Understanding oxidation numbers is key to identifying how electrons are distributed in molecules, particularly in sulfur and oxygen compounds like SO_2, SO_3, and SO_3^{2-}. Oxidation numbers indicate the hypothetical charge that an atom would have if all bonds were completely ionic. This allows chemists to deduce the electron flow in a reaction. For example:

• In SO_2, sulfur has an oxidation number of +4, meaning it is electron-deficient compared to its neutral state.
• Each oxygen in SO_2 holds an oxidation number of -2, indicating it has gained electrons.

This pattern helps us comprehend the central sulfur atom's role in sharing electrons to meet the octet rule. By determining these values, we can better understand the reactivity and stability of these compounds.

Formal Charges

Formal charges help to assess how valence electrons are allocated in a molecule. They can predict the likelihood of atoms to donate or accept electrons in chemical reactions. Here’s how formal charges are calculated:

• The formula is: Formal charge = Valence electrons - Non-bonding electrons - (1/2 * Bonding electrons)

Taking SO_3 as an example, sulfur has 6 valence electrons, no lone pairs, and shares 12 electrons through double bonds, leading to a formal charge of 0. Oxygen, on the other hand, has four non-bonding electrons and forms two bonds, resulting in zero formal charge as well. Correct assignment of formal charges helps determine the most stable Lewis structure, ensuring our representation abides by the octet rule without unusual electron distributions.

Bond Length

Bond length refers to the distance between two bonded atoms. It is influenced by the bond order – more shared electrons result in shorter bonds. In sulfur-oxygen compounds, noticing differences in bond length is significant:

• In SO_3, each sulfur-oxygen bond is a double bond, meaning they share two electrons, resulting in shorter and stronger bonds.
• Conversely, in SO_3^{2-}, all are single bonds due to the surplus electrons from the negative charge, leading to longer bond lengths.

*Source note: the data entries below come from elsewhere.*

PR #771, opened 2023-12-20
Add Azure Container Instance as Execution Mode

danielvdende:
## Description

This PR adds support for Azure Container Instance as an Execution Mode. In this mode, a container is run on Azure to execute the dbt commands.

## Related Issue(s)

This closes #635 

## Checklist

- [x] I have made corresponding changes to the documentation (if required)
- [x] I have added tests that prove my fix is effective or that my feature works

PR #872, opened 2024-03-01
Fix ACI integration

danielvdende:
The inheritance order of the `DbtAzureContainerInstanceBaseOperator` was incorrect, as well as the wrong execute method being called. This led to no dbt command actually being built nor run. I noticed this when testing the 1.4.0a1 release.

Example log before:
```
[2024-03-01, 20:27:29 UTC] {container_instances.py:366} INFO - Usage: dbt [OPTIONS] COMMAND [ARGS]...
[2024-03-01, 20:27:29 UTC] {container_instances.py:366} INFO - 
```

After this fix:
```
[2024-03-01, 20:28:44 UTC] {container_instances.py:366} INFO - [0m20:28:44  Found 5 models, 3 seeds, 20 tests, 0 sources, 0 exposures, 0 metrics, 403 macros, 0 groups, 0 semantic models
[2024-03-01, 20:28:44 UTC] {container_instances.py:366} INFO - [0m20:28:44
```

## Checklist

### DIFF
--- a/cosmos/operators/azure_container_instance.py
+++ b/cosmos/operators/azure_container_instance.py
@@ -79,13 +79,13 @@ class DbtAzureContainerInstanceBaseOperator(AbstractDbtBaseOperator, AzureContai
         self.command: list[str] = dbt_cmd
 
 
-class DbtLSAzureContainerInstanceOperator(DbtLSMixin, DbtAzureContainerInstanceBaseOperator):
+class DbtLSAzureContainerInstanceOperator(DbtLSMixin, DbtAzureContainerInstanceBaseOperator):  # type: ignore
     """
     Executes a dbt core ls command.
     """
 
 
-class DbtSeedAzureContainerInstanceOperator(DbtSeedMixin, DbtAzureContainerInstanceBaseOperator):
+class DbtSeedAzureContainerInstanceOperator(DbtSeedMixin, DbtAzureContainerInstanceBaseOperator):  # type: ignore
     """
     Executes a dbt core seed command.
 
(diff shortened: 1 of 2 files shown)


danielvdende:
@tatiana @jbandoro Hi! This seems to have slipped through during the refactor done towards the end of #771

cosmos/operators/azure_container_instance.py
```diff
@@ -66,7 +66,7 @@ def __init__(
     def build_and_run_cmd(self, context: Context, cmd_flags: list[str] | None = None) -> None:
         self.build_command(context, cmd_flags)
         self.log.info(f"Running command: {self.command}")
-        result = super().execute(context)
+        result = AzureContainerInstancesOperator.execute(self, context)
```
tatiana, line 69: @danielvdende is there any chance you could get some test coverage over here?

tatiana (commented):
Thank you very much for fixing the issue, @danielvdende! I left a minor comment, we'll make sure this is released before the stable 1.4.0 release

cosmos/operators/azure_container_instance.py
danielvdende: I'm not sure what the scope of the test would be tbh. I could add tests for this function, but it would essentially be validating that a number of mocks were being called. Is that what you have in mind?

danielvdende: @tatiana gentle reminder about this :-). Would be great if we can merge this PR soon

tatiana: Hi @danielvdende it would be great if you could add a test that reproduces the error you were facing before making this fix:
```
The inheritance order of the DbtAzureContainerInstanceBaseOperator was incorrect, as well as the wrong execute method being called.
```
Ideally, this test would fail before your fix and pass after your fix. Unless we have a test, we're at risk of incurring the same error again in the future.

danielvdende: Hi @tatiana , I've added a test that covers this. It indeed fails if I run it on code as it was before this fix.

tatiana (approved):
Thanks for addressing feedback, @danielvdende !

SO_2’s bond order is intermediate, reflecting its mixed bonding nature—a single and a double bond on sulfur. Recognizing these relationships aids in predicting molecular geometry and reactivity.

Octet Rule

The octet rule is a guiding principle in drawing Lewis structures, reflecting atoms' preference to have eight electrons in their valence shell to achieve stability similar to noble gases. Here's how it applies:

• Sulfur and oxygen strive to fill their valence shells in compounds like SO_2, SO_3, and SO_3^{2-}.
• Sulfur can have an expanded octet, meaning it can hold more than eight electrons, especially in SO_3 where it forms multiple double bonds, involving 12 electrons.

In contrast, both oxygen atoms in these examples adhere strictly to the octet rule. By ensuring that during the drawing of Lewis structures, the octet rule is satisfied, we make certain that the representation aligns with realistic and probable molecular structures.